Hersi’s daughter, Zamzam, 26, says her mother’s bravery is inspiring. “She has always taught me to stand up for myself and what I believe in,” Zamzam told Truthout, adding that watching her Somali community in Minnesota rise up and demand dignity has deepened her pride. The Twin Cities are the only home she’s ever known, and despite the tension and tear gas in the air, she said, “there’s nowhere else I’d rather be.”
The Trump administration’s goal of silencing and siloing the Somali community has backfired. In the face of danger, neighbors and allies are finding safety in acts of collective defiance.
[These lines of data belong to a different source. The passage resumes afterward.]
Issue #3688, opened 2022-12-08
SVID issuance audit log


evan2645:
When SPIRE Server mints an SVID for a remote caller, we should get to know details about both the entry that the SVID was minted against, as well as the SVID itself.

Currently, when SPIRE Server mints an SVID, it logs a message with the SPIFFE ID, Caller ID, Entry ID, and Expiration date, amongst other things. Notably missing is the SVID serial number, and the revision number of the Entry. We should definitely log these as well, in a pair of new fields.

```DEBU[0061] Signed X509 SVID                              authorized_as=agent authorized_via=datastore caller_addr="127.0.0.1:61745" caller_id="spiffe://example.org/spire/agent/join_token/99a9a879-4e18-46bb-8389-2dde59050faa" entry_id=d1004dd5-364f-43a3-bdcb-57cce31256d9 expiration="2022-12-08T20:07:26Z" method=BatchNewX509SVID request_id=4a7b1f7e-96d2-42a5-8c98-a8a8f6e28379 service=svid.v1.SVID spiffe_id="spiffe://example.org/foo" subsystem_name=api```

_Originally requested by @amoore877 in https://github.com/spiffe/spire/issues/3253#issuecomment-1341296289_

alexviktorov:
Adding serial and revision number to Batch/New method and only the serial to Mint method

rturner3:
I chatted with @alexviktorov offline and he volunteered to take up this issue, assigning him here. Thanks, @alexviktorov!

PR #3699, opened 2022-12-13
Add serial number and revision number to svid minting log entries

alexviktorov:
**Pull Request check list**

- [x] Documentation updated?

**Affected functionality**
Log entries will include extra fields; datetime of Svid minting audit logs changed format from Unix to RFC3339 

**Description of change**
Added serial number and revision number to svid minting log entries: both for Batch/NewX509Svid and only serial number for MintX509Svid

**Which issue this PR fixes**
#3688


pkg/server/api/svid/v1/service.go
```diff
@@ -115,11 +115,12 @@ func (s *Service) MintX509SVID(ctx context.Context, req *svidv1.MintX509SVIDRequ
 	}
 
 	rpccontext.AddRPCAuditFields(ctx, logrus.Fields{
-		telemetry.ExpiresAt: x509SVID[0].NotAfter.Unix(),
+		telemetry.ExpiresAt: x509SVID[0].NotAfter.Format(time.RFC3339),
```
evan2645, line 118: Was this change intentional? I don't have a strong opinion on the formatting here, the concern from my end is more around backward compatibility for folks using this field today

pkg/server/api/svid/v1/service.go
```diff
@@ -115,11 +115,12 @@ func (s *Service) MintX509SVID(ctx context.Context, req *svidv1.MintX509SVIDRequ
...
 	})
 
 	rpccontext.AuditRPCWithFields(ctx, commonX509SVIDLogFields)
 	log.WithField(telemetry.Expiration, x509SVID[0].NotAfter.Format(time.RFC3339)).
+		WithField(telemetry.SerialNumber, x509SVID[0].SerialNumber).
```
evan2645, line 123: I think this is an x509.Certificate type, and the SerialNumber field there is actually *big.Int which is a struct. I think we need to call the String() method to get something printable

```suggestion
		WithField(telemetry.SerialNumber, x509SVID[0].SerialNumber.String()).
```

evan2645 (commented):
Thanks so much for this contribution @alexviktorov! Couple minor comments, should be good to go after that.

pkg/server/api/svid/v1/service.go
alexviktorov: Yes, just a couple of lines below on line 122  the Expiration is logged in time.RFC3339 format so changed it for consistency's sake after discussing with Ryan. I don't have a strong opinion though, I can easily revert it.

evan2645: Ah gotcha ... alrighty then.

evan2645 (approved):
Thank you @alexviktorov!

Each time someone refuses to abdicate their rights to rogue officers or abandon their responsibility to others, new forms of power take shape, upending the hierarchies that dictate who is worthy of dignity and protection.
What survives a Minnesota winter does not do so by chance, but through cooperation and resilience, a truth echoed in a popular Somali proverb: When people come together, they can mend even a crack in the sky.
In winter, black-capped chickadees form mixed-species foraging flocks to increase their chance of survival. Woodpeckers, warblers, sparrows, and nuthatches learn to decipher the chickadee’s distinct calls; certain whistles signify the presence of sustenance while others warn of approaching predators. They are infamous for their distinctive spring song, which signifies the end of the brutal season, when snow and ice begin to thaw and the days grow longer and brighter.
It is here in Minnesota, the ancestral lands of the Dakota people whose tribal name means friend or ally, in the heartland of the U.S. and through a biting winter, where hope and collective power take root and bloom.